Ivanr felt his shoulders falling but he fought against it and smiled his encouragement. ‘Well, think of it more as a kind of meditation …’
* * *
Kiska awoke lying on a sand beach. She blinked, staring up at an empty night sky. Completely empty. Not overcast nor occluded by clouds, but clear and open yet pitch dark. A night sky utterly devoid of stars.
Strange. Was she in Kurald Galain, the Warren of Elder Night?

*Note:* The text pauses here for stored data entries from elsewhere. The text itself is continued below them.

PR #2510, opened 2026-04-27
Add Performance Scenarios + Pipeline Infra

### LINKED ISSUE #3118: Measure startup and tool discovery performance
## Outcome

Azure MCP startup and tool discovery remain responsive as packages, namespaces, and the exposed tool surface grow.

## In scope

- Measure cold and warm process startup for stdio and remote HTTP modes
- Measure server readiness and first successful request
- Measure tool and namespace discovery at current and projected tool counts
- Separate process, dependency injection, registration, serialization, and client-handshake time
- Track scaling behavior as the tool catalog grows

## Out of scope

- Semantic tool-selection quality
- Downstream Azure service execution latency
- Host installation and package download time

## Acceptance criteria and budgets

- [ ] Controlled baselines exist for cold startup, warm startup, readiness, and discovery
- [ ] p50 and p95 may not regress by more than 10% from the approved baseline
- [ ] p99 may not regress by more than 20%
- [ ] Discovery scaling efficiency may not degrade by more than 15% at the defined projected tool count
- [ ] Changes above 5% are reported as warnings with comparison evidence
- [ ] Absolute p95 and p99 targets are ratcheted after the baseline qualification period

## Dependencies and risks

- Controlled workload and benchmark environment definitions
- Stable generated tool catalogs and server modes
- Performance Epic #2412

## Evidence for closure

- Benchmark implementation
- Baseline results and trend report
- Documented absolute targets after qualification

g2vinay:
Adds a performance measurement suite for the Azure MCP Server and wires it into the internal AzDO perf pipeline (part of the Performance epic #2412). Four areas, each with an end-to-end harness, a tiered baseline-gated regression check, and BenchmarkDotNet micro-benchmarks where useful:

1. Startup & discovery (#3118) — CLI cold-start and stdio/HTTP initialize → tools/list timing across default/namespace/all modes, GPT‑4o token budgets, and tool-surface scaling.
2. Resource usage (#3121) — CPU/memory/handle sampling across idle, startup, discovery, steady-state, and soak phases, with least-squares leak detection.
3. Dispatch & transport overhead (#3119) — per-layer dispatch micro-benchmarks over a deterministic no-op command, plus a stdio-vs-HTTP tools/list harness isolating transport cost.
4. Concurrency, throughput & scalability (#3122) — a concurrency sweep reporting throughput, latency percentiles, error rate, scaling efficiency, and a state-isolation signal.

5. Workload catalog & run metadata (#3120) — versioned perf-workloads.json and a self-describing environment block (commit, runtime, OS, CPU, memory, catalog version) on every result.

She sat up. Her staff lay nearby in the sand. And what strange sand … it too was black, yet as fine as any sand she’d felt. She stood. A surf broke gently against the charcoal shore. Kiska stared amazed: a sea of white light. Liquid brilliance shimmering and lapping, no
different from any other sea. It extended out to a strange horizon that seemed to go on to a dizzying extent.
I’ve gone insane
.
To one side a headland of rock extended out into the sea of light. Thankfully, it held a green-grey hue in contrast to the stark black and white all around. A figure was approaching from that headland, arms out, smiling beneath his moustache: Leoman.
She set her hands on her hips. ‘Where in Hood’s Realm are we?’
He gave a maddeningly unconcerned shrug. ‘Not there, I assure you.’
‘Then
where?
’
He raised his arms, turning full circle. ‘Welcome to what I call… the Shores of Creation.’
Something told her that the man might be right. ‘And what are we going to do here? How do we get out?’
Leoman raised a finger. ‘Ah! I was going to ask a fellow … but I’m having a hard time getting his attention.’ He gestured up high into the sky.
Kiska stared, squinting. ‘Who?’ Then movement – something enormous ponderously shifting above. A giant. And not some Toblakai or Thelomen. A titanic being the size of a mountain straddling the shore. Kiska knew that if she were next to his foot she wouldn’t even be able to see over his toe. And he, or it, was doing something: moving or carrying a huge boulder the size of a fortress …
Kiska found herself sitting once more on the sands.
Leoman was sitting next to her. He nodded. ‘Yes. I did that too.’
She sank her head into her hands.
Gods! She was lost! Utterly lost! Her quest to save Tayschrenn a failure! Hadn’t the Queen of Dreams foreseen this? Why did she send her? She was … gods … she was castaway!
To her horror she felt tears burning up within her eyes and she swiped at them, furious. Beside her Leoman sighed with pleasure and lay back. He folded his arms behind his head.
She glared at him, snapping, ‘What are you so pleased about?’
He took a deep calming breath. ‘Kiska, I’ve made a lot of enemies over the course of my life …’
‘I’m sure of
that
,’ she muttered.
‘… and I feared I’d never be free of them all. Yet,’ and he gestured around, ‘here I am! Finally able to sleep utterly at ease. Completely free of fear! What a blessing!’ And he closed his eyes.